C'est d'outre-Manche que nous est venue, il y a quelque
vingt années, avec bien d'autres modes, celle des allées et des terre-pleins
dallés ...
Rapidement, cette nouvelle façon de traiter les parties du
jardin réservées à la circulation avait pris de l'extension avant la deuxième
guerre mondiale. La pénurie de matériaux de construction, consécutive à
celle-ci, en avait freiné quelque peu la généralisation. On y revient
actuellement et il est à prévoir que, d'ici peu, on ne créera plus guère de
jardins neufs sans y réserver une place d'importance plus ou moins grande à
cette formule originale.
Principes généraux.
— Le chemin ou le terre-plein dallé doit être établi
spécialement pour permettre d'y cultiver quelques plantes particulièrement
rustiques.
Si résistantes soient-elles, ces plantes doivent pouvoir
enfoncer suffisamment leurs racines pour braver à la fois les grands froids de
l'hiver et la sécheresse de l'été. Ceci exclut la possibilité de poser les
dalles sur une couche uniforme de béton de ciment, en ne laissant entre elles qu'un
intervalle de quelques centimètres de largeur et de profondeur égale à la
largeur de la dalle, intervalle qui serait ensuite rempli de terre. Il est en
effet certain que, dans ces conditions, aucune plante ne saurait résister.
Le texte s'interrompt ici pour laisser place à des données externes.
PR #464, opened 2017-02-16
added checking for none existing local dirs while mapping

bassauer-storms-media:
see https://github.com/laravel/homestead/pull/461

now there is a error message instead of silent skipping


svpernova09:
Change your else to this:

```
          config.vm.provision "shell" do |s|
            s.inline = ">&2 echo \"Unable to mount one of your folders. Please check your folders in Homestead.yaml\""
          end
```

That way it will show up in red in the console.

PR #554, opened 2018-02-08
Get transaction bytes expand testsuite - Closes #542

### LINKED ISSUE #542: Expand testsuite for getTransactionBytes
Child Issue for https://github.com/LiskHQ/lisk-js/issues/502

Tosch110:
Closes #542


test/transactions/utils/signAndVerify.js
```diff
@@ -250,3 +250,1410 @@ describe('signAndVerify transaction utils', () => {
...
+
+		describe('#signTransaction', () => {
+			describe('given a passphrase and a second passphrase', () => {
+				const passphrase =
+					'wagon stock borrow episode laundry kitten salute link globe zero feed marble';
+				const secondPassphrase =
+					'trouble float modify long valve group ozone possible remove dirt bicycle riot';
+
+				describe('when tested on the first signature', () => {
+					it('should create the same signature', done => {
```
shuse2: This block seems to be synchronised. 
Do we need `done`?

test/transactions/utils/signAndVerify.js
```diff
@@ -250,3 +250,1410 @@ describe('signAndVerify transaction utils', () => {
...
+							delete rawTx.signature;
+							delete rawTx.signSignature;
+							signTransaction(rawTx, passphrase).should.be.equal(signature);
+						});
+						done();
+					});
+				});
+
+				describe('when tested on the second signature', () => {
+					it('should create the same signature', done => {
```
shuse2: Same as above

test/transactions/utils/signAndVerify.js
```diff
@@ -250,3 +250,1410 @@ describe('signAndVerify transaction utils', () => {
...
+					});
+				});
+			});
+		});
+
+		describe('#verifyTransaction', () => {
+			describe('when executed', () => {
+				const secondPublicKey =
+					'f9666bfed9ef2ff52a04408f22f2bfffaa81384c9433463697330224f10032a4';
+				it('should verify all the transactions', done => {
```
shuse2: same as above

src/transactions/utils/getTransactionBytes.js
```diff
@@ -150,43 +150,48 @@ export const checkTransaction = transaction => {
...
+	const {
+		type,
+		timestamp,
+		requesterPublicKey,
+		senderPublicKey,
+		recipientId,
+		amount,
+		signature,
+		signSignature,
+	} = transaction;
```
shuse2: Do we prefer this syntax?

willclarktech: I like it, but maybe it makes more sense for `checkTransaction(transaction)` to come before the destructuring?

test/transactions/utils/signAndVerify.js
```diff
@@ -250,3 +250,1410 @@ describe('signAndVerify transaction utils', () => {
 		});
 	});
 });
+
+describe('integration sign and verify', () => {
+	describe('given a set of transactions', () => {
+		let transactions;
+		beforeEach(() => {
+			transactions = [
```
willclarktech: Let's move these into a separate fixtures file (could even be JSON?).

test/transactions/utils/signAndVerify.js
```diff
@@ -250,3 +250,1410 @@ describe('signAndVerify transaction utils', () => {
 		});
 	});
 });
+
+describe('integration sign and verify', () => {
+	describe('given a set of transactions', () => {
+		let transactions;
```
willclarktech: Maybe rename these `validTransactions`?

test/transactions/utils/signAndVerify.js
willclarktech: A comment about how these were generated would be nice.

test/transactions/utils/signAndVerify.js
willclarktech: @shuse2 Yes, we're using this ESLint rule: https://github.com/lo1tuma/eslint-plugin-mocha/blob/master/docs/rules/no-synchronous-tests.md

The alternative is to return from the `forEach` call though. That would be my preference since we don't use callbacks anywhere else.

test/transactions/utils/signAndVerify.js
willclarktech: Response as above.

test/transactions/utils/signAndVerify.js
willclarktech: `should create the correct signature` or `should recreate the original signature`?

test/transactions/utils/signAndVerify.js
```diff
@@ -250,3 +250,1410 @@ describe('signAndVerify transaction utils', () => {
...
+				const passphrase =
+					'wagon stock borrow episode laundry kitten salute link globe zero feed marble';
+				const secondPassphrase =
+					'trouble float modify long valve group ozone possible remove dirt bicycle riot';
+
+				describe('when tested on the first signature', () => {
+					it('should create the same signature', done => {
+						transactions.forEach(transaction => {
+							const { signature } = transaction;
+							const rawTx = Object.assign({}, transaction);
```
willclarktech: This is fine for signatures, but we should be careful if we extend this test pattern to assets because the nested objects will have the same reference.

test/transactions/utils/signAndVerify.js
```diff
@@ -250,3 +250,1410 @@ describe('signAndVerify transaction utils', () => {
...
+		});
+
+		describe('#verifyTransaction', () => {
+			describe('when executed', () => {
+				const secondPublicKey =
+					'f9666bfed9ef2ff52a04408f22f2bfffaa81384c9433463697330224f10032a4';
+				it('should verify all the transactions', done => {
+					transactions.forEach(transaction => {
+						if (!transaction.signSignature) {
+							verifyTransaction(transaction).should.be.equal(true);
```
willclarktech: Prefer `should.be.true()` syntax.

Tosch110:
I have used the sign / verify function on purpose because it uses all the steps in order to test the whole fall through of the functions - therefore integration test. 

The sign function starts off by using getTransactionBytes, then getTransactionHash, then sign the transaction. Same for the verify function. The transactions have been created by the software before we made the changes (refactoring) and are recreated here. Therefore we can confirm the behaviour has not changed.
All transaction types are part of the tests and each type has multiple transactions.

test/transactions/utils/transactions.json
```diff
@@ -0,0 +1 @@
...4e639bda406f6ed8810d75a7b4066ad5e90ef3c2030927b917e8492db59ffad017ce51878b7217b27d3a506","id":"7976119586785833934"},{"type":6,"amount":"881374","fee":"10000000","recipientId":null,"senderPublicKey":"c094ebee7ec0c50ebee32918655e089f6e1a604b83bcaa760293c61e0f18ab6f","timestamp":54196080,"asset":{"inTransfer":{"dappId":"1000000"}},"signature":"f9facd4dd0b278e3fdca44e6b5527ff4d71f65fb05d1a993cc094f7a6e08118d96ad9103c7577c9efff41d3deec08ffb06346ab27aeff800d499785b53bea40d","signSignature":"ddbe2671cb80cf478b581772242e20d49b8f88445928f8c685ea06a83733a7c7abec31c53f52f1962126abc6e1e03b2c8c7b881f6a3d6808496eb500498b730b","id":"10748675444711410396"},{"type":7,"amount":"370999","fee":"10000000","recipientId":"1859190791819301L","senderPublicKey":"c094ebee7ec0c50ebee32918655e089f6e1a604b83bcaa760293c61e0f18ab6f","timestamp":54196080,"asset":{"outTransfer":{"dappId":"763580659","transactionId":"89998498"}},"signature":"8041323c405e23fc8ebaaf7ded1a61e1922c29643d6ab5cf536655fb69380d7e64a158198a21cd34faa06ed1777321f403421fe59fc1b4c40087c19ab47eda0c","signSignature":"177664c1e4afc88462f44f8af6192d36d435bf9457d2466e9ced8b52d44eb740be03232a6a9e0467762cf336bbd155fba04dd0a74cb7a6938ee976453bf6070b"}]
```
willclarktech: Let's prettify this so we can debug it more easily.

test/transactions/utils/signAndVerify.js
```diff
@@ -250,3 +252,65 @@ describe('signAndVerify transaction utils', () => {
...
+				it('should verify all the transactions', () => {
+					return validTransactions.forEach(transaction => {
+						if (!transaction.signSignature) {
+							return verifyTransaction(transaction).should.be.true();
+						}
+
+						return verifyTransaction(
+							transaction,
+							secondPublicKey,
+						).should.be.equal(true);
```
willclarktech: Prefer `should.be.true()` syntax.

.eslintignore
```diff
@@ -1,6 +1,5 @@
 coverage/
 dist-*/
 docs/
-browsertest/browsertest.js
-browsertest/browsertest.min.js
+browsertest/
```
willclarktech: This excludes setup files etc.?

Tosch110: Yes, but do we need it for 2 lines of code? The current setup did not let me pass CI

Il est possible, lorsqu'on les a sous la main, d'utiliser comme
dalles des pierres plates, provenant par exemple de carrières de schistes, et
ayant de 5 à 10 centimètres d’épaisseur. Il ne faut pas, toutefois, que ces
pierres soient gélives, c'est-à-dire sujettes à se désagréger sous l'influence
des gelées. On peut aussi se servir de briques de couleurs diverses, assorties
aux plantes qui devront garnir les interstices et posées soit à plat, soit sur
champ.
Mais, dans la majorité des cas, on fait les dalles en
ciment.
Le dessin du dallage est tout d'abord réalisé sur le
terrain. On se sert pour cela de lattes de bois de 5 à 10 centimètres de large,
qui occupent la place des interstices ; puis on place entre ces lattes,
qui forment par leur ensemble une sorte de coffrage, du ciment teinté à
volonté. Une fois le ciment bien pris, les lattes sont enlevées et remplacées
par de la bonne terre de jardin. Une autre façon d'arriver au résultat cherché
consiste à fabriquer en atelier des dalles en ciment armé, de diverses formes,
que l'on emploie ensuite de la même façon que s'il s'agissait de pierres
plates.
En sol sain et ferme, les dalles peuvent prendre appui directement
sur le terrain, bien nivelé et tassé au préalable, tandis qu'en sol humide
chaque dalle doit reposer sur une petite assise en béton, en mâchefer, ou
simplement sur quelques pierres plates bien calées.
Plantation.
— Les plantes destinées à garnir les interstices doivent
être, autant que possible, disposées par groupes de même variété. On associe
les espèces de telle façon que leurs couleurs et leurs tailles s'harmonisent
parfaitement.
Les plantes à port étalé, gazonnant ou retombant, sont les
plus convenables pour cette utilisation. Les plus naines et les plus rustiques
doivent occuper le milieu de l'allée, où l'on marche le plus souvent et où
elles courent le risque d'être piétinées, tandis que celles de plus grande
taille sont plantées sur les bords et dans les encoignures, où l'on ne marche
qu'exceptionnellement.
Quelques espèces pour dallages.
— Les plantes susceptibles d'être utilisées pour cet usage
sont assez nombreuses. Mais l'une des plus usitées est la sagine à feuilles
subulées, encore appelée spargoute pilifère, qui forme un véritable
gazon, très fin et moelleux, débordant sur les dalles et se couvrant, de mai en
août, d'innombrables petites fleurs étoilées d'un blanc pur.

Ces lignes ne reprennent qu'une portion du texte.